### Your assignment
This exercise asks for the whole listing to be restated exactly.

### Excerpted data
PR #1327, opened 2023-07-11
rename: remove git-credential-manager-core symlinks

### LINKED ISSUE #1322: rename: remove symlinks
Remove symlinks created to minimize user disruption during the rename of the `git-credential-manager-core` exe to `git-credential-manager`. This is in keeping with the [timeline outlined in the rename announcement](https://github.com/git-ecosystem/git-credential-manager/blob/main/docs/rename.md#rename-transition).

- [x] Remove symlinks and related code from codebase
- [x] Update `rename.md` with version in which symlinks were removed.

ldennington:
Since 2 versions of Git have released since the rename of the executable from `git-credential-manager-core` to `git-credential-manager`, remove the associated symlinks and warnings, (as outlined in `docs/rename.md`).

### DIFF
--- a/src/shared/Git-Credential-Manager/Program.cs
+++ b/src/shared/Git-Credential-Manager/Program.cs
@@ -55,36 +55,6 @@ namespace GitCredentialManager
                 // Write the start and version events
                 context.Trace2.Start(context.ApplicationPath, args);
 
-                //
-                // Git Credential Manager's executable used to be named "git-credential-manager-core" before
-                // dropping the "-core" suffix. In order to prevent "helper not found" errors for users who
-                // haven't updated their configuration, we include either a 'shim' or symlink with the old name
-                // that print warning messages about using the old name, and then continue execution of GCM.
-                //
-                // On Windows the shim is an exact copy of the main "git-credential-manager.exe" executable
-                // with the old name. We inspect argv[0] to see which executable we are launched as.
-                //
-                // On UNIX systems we do the same check, except instead of a copy we use a symlink.
-                //
-                string appPath = context.ApplicationPath;
-                if (!string.IsNullOrWhiteSpace(appPath))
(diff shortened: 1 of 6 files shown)


src/shared/Git-Credential-Manager/Program.cs
```diff
@@ -76,13 +76,6 @@ private static void AppMain(object o)
                     {
                         appPath = appPath.Substring(0, appPath.Length - 4);
                     }
```
mjcheetham, line 78: We can also delete the containing block and commentary above.

mjcheetham (changes requested):
Looks good! I think we can remove some more in _Program.cs_ too.
Also, I wonder if we should update the rename doc to say that the old symlink/name was retired in 2.3.x.

src/shared/Git-Credential-Manager/Program.cs
ldennington: Oops. That's so clear in Rider, but was less so in VS Code.

ldennington:
>I wonder if we should update the rename doc to say that the old symlink/name was retired in 2.3.x.

I don't want to be in the same situation we were before where we have a placeholder hanging around. Instead, how about I leave the issue open (I've removed the **Fixes** from the PR description) until this is released with an outstanding item to update `rename.md` with the correct version?

mjcheetham:
> > I wonder if we should update the rename doc to say that the old symlink/name was retired in 2.3.x.
> 
> @mjcheetham - I don't want to be in the same situation we were before where we have a placeholder hanging around. Instead, how about I leave the issue open (I've removed the **Fixes** from the PR description) until this is released with an outstanding item to update `rename.md` with the correct version?

Sure, that works too!

mjcheetham (approved):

### Task result
PR #1327, opened 2023-07-11
rename: remove git-credential-manager-core symlinks

### LINKED ISSUE #1322: rename: remove symlinks
Remove symlinks created to minimize user disruption during the rename of the `git-credential-manager-core` exe to `git-credential-manager`. This is in keeping with the [timeline outlined in the rename announcement](https://github.com/git-ecosystem/git-credential-manager/blob/main/docs/rename.md#rename-transition).

- [x] Remove symlinks and related code from codebase
- [x] Update `rename.md` with version in which symlinks were removed.

ldennington:
Since 2 versions of Git have released since the rename of the executable from `git-credential-manager-core` to `git-credential-manager`, remove the associated symlinks and warnings, (as outlined in `docs/rename.md`).

### DIFF
--- a/src/shared/Git-Credential-Manager/Program.cs
+++ b/src/shared/Git-Credential-Manager/Program.cs
@@ -55,36 +55,6 @@ namespace GitCredentialManager
                 // Write the start and version events
                 context.Trace2.Start(context.ApplicationPath, args);
 
-                //
-                // Git Credential Manager's executable used to be named "git-credential-manager-core" before
-                // dropping the "-core" suffix. In order to prevent "helper not found" errors for users who
-                // haven't updated their configuration, we include either a 'shim' or symlink with the old name
-                // that print warning messages about using the old name, and then continue execution of GCM.
-                //
-                // On Windows the shim is an exact copy of the main "git-credential-manager.exe" executable
-                // with the old name. We inspect argv[0] to see which executable we are launched as.
-                //
-                // On UNIX systems we do the same check, except instead of a copy we use a symlink.
-                //
-                string appPath = context.ApplicationPath;
-                if (!string.IsNullOrWhiteSpace(appPath))
(diff shortened: 1 of 6 files shown)


src/shared/Git-Credential-Manager/Program.cs
```diff
@@ -76,13 +76,6 @@ private static void AppMain(object o)
                     {
                         appPath = appPath.Substring(0, appPath.Length - 4);
                     }
```
mjcheetham, line 78: We can also delete the containing block and commentary above.

mjcheetham (changes requested):
Looks good! I think we can remove some more in _Program.cs_ too.
Also, I wonder if we should update the rename doc to say that the old symlink/name was retired in 2.3.x.

src/shared/Git-Credential-Manager/Program.cs
ldennington: Oops. That's so clear in Rider, but was less so in VS Code.

ldennington:
>I wonder if we should update the rename doc to say that the old symlink/name was retired in 2.3.x.

I don't want to be in the same situation we were before where we have a placeholder hanging around. Instead, how about I leave the issue open (I've removed the **Fixes** from the PR description) until this is released with an outstanding item to update `rename.md` with the correct version?

mjcheetham:
> > I wonder if we should update the rename doc to say that the old symlink/name was retired in 2.3.x.
> 
> @mjcheetham - I don't want to be in the same situation we were before where we have a placeholder hanging around. Instead, how about I leave the issue open (I've removed the **Fixes** from the PR description) until this is released with an outstanding item to update `rename.md` with the correct version?

Sure, that works too!

mjcheetham (approved):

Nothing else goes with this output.